The word Goldstone has entered the modern Hebrew lexicon as shorthand for anti-Israel bias and the deterioration of Israel’s international position. When the fact-finding U.N. mission headed by Judge Richard Goldstone released its report into Operation Cast Lead in the Gaza Strip 18 months ago, it seemed as if the world divided into two camps. There was the pro-Goldstone camp, arguing that Israel had committed war crimes in Gaza and must be held accountable; and there was the anti-Goldstone camp, which insisted that the report was nothing less than a blood libel against the Jewish state. Everyone had to pick sides.
Where did that leave me? B’Tselem, the organization I lead, had extensively documented Operation Cast Lead and was pushing hard for domestic accountability. So we worked to leverage what was positive about the Goldstone Report — particularly the central recommendation that both Israel and Hamas must investigate the grave allegations and hold accountable anyone found responsible for violating the laws of war. But it was impossible to ignore some glaring problems with the report, particularly the conclusions regarding Israel’s intention to harm Palestinian civilians and what appeared to be different standards to prove Israel’s crimes and those of Hamas.

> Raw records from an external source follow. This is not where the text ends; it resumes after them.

Issue #1260, opened 2025-06-19
Improve AddDsl


AndreiKingsley:
Now API is very confusing.
Proposal:
```
df.add { df ->
    col("year of birth") { 2021 - age }
    col(df.age > 18 named "isAdult")
    colGroup("details") {
        col(df.name.lastName.length() named "last name length")
        col("full name") { name.firstName + " " + name.lastName }
    }
    col(df.colA)
}
```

Now Goldstone himself acknowledges that the report was flawed. In a Post op-ed that has created a media storm, he conceded that Israel did not willfully target civilians as a matter of policy. Yet the column, while acknowledging that Israel has opened criminal investigations into the allegations raised, by no means absolves Israel of all the grave allegations regarding its conduct, as official spokespeople rush to conclude.
In the operation, according to rigorous research by B’Tselem, Israel killed at least 758 Palestinian civilians who did not take part in the hostilities; 318 of them were minors. More than 5,300 Palestinians were injured, over 350 of them seriously. More than 3,500 houses were destroyed, and electricity, water and sewage infrastructure was severely damaged. In many ways, the Gaza Strip has yet to recover from the unprecedented destruction this operation wrought.
The extent of the harm to civilians does not prove that Israel violated the law. But Israel has yet to adequately address many allegations regarding its conduct, including: the levels of force authorized; the use of white phosphorous and inherently inaccurate mortar shells in densely populated areas; the determination that government office buildings were legitimate military targets; the obstruction of and harm to ambulances.
Accordingly, Goldstone’s praise of Israel’s investigations seems a bit premature. Of the 52 criminal investigations Israel opened into incidents in Cast Lead, only three have led to indictments. Nearly 2½ years after the operation, we do not know the status of the remainder of the investigations. Furthermore, these investigations look at individual incidents and at the behavior of individual soldiers. There have been no investigations into the policy questions.
Of course, as Goldstone wrote Sunday, this is far more than Hamas has done to investigate its crimes. And that is perhaps the most disturbing aspect of Goldstone’s opinion piece and the Israeli spin of it: the measuring of Israel against Hamas. Israel did not willfully target civilians; Hamas did. Israel initiated investigations; Hamas did not. When the bar is set so low, Israel easily clears it.
The Goldstone Report’s shortcomings contributed to a polarization that left little room to address the complexity of the issues involved. The Israeli army was either a gang of criminals or the most moral army in the world. Operation Cast Lead was either flawlessly executed or a crime against humanity. Goldstone’s op-ed presents an opportunity to break down these false dichotomies and generate a more nuanced understanding of the operation, both in the domestic Israeli discourse and among the international community.
It is therefore regrettable that the Israeli government and many in the media have portrayed Goldstone’s op-ed as a retraction of everything in the 575-page report. “The one point of light,” Gabriela Shalev, former Israeli ambassador to the United Nations, said of Goldstone’s op-ed, “is that if we have to defend ourselves against terror organizations again, we will be able to say there is no way to deal with this terror other than the same way we did in Cast Lead.”
Shalev’s words make chillingly clear that this debate is not only about the past but also about the future. For this reason it is vital that we move beyond the slogans and soundbites around Goldstone. Instead, we must honestly discuss how to ensure genuine accountability for past wrongs, full respect for international humanitarian law and protection for civilians in any future military operations.
The writer is executive director of B’Tselem: the Israeli Information Center for Human Rights in the Occupied Territories.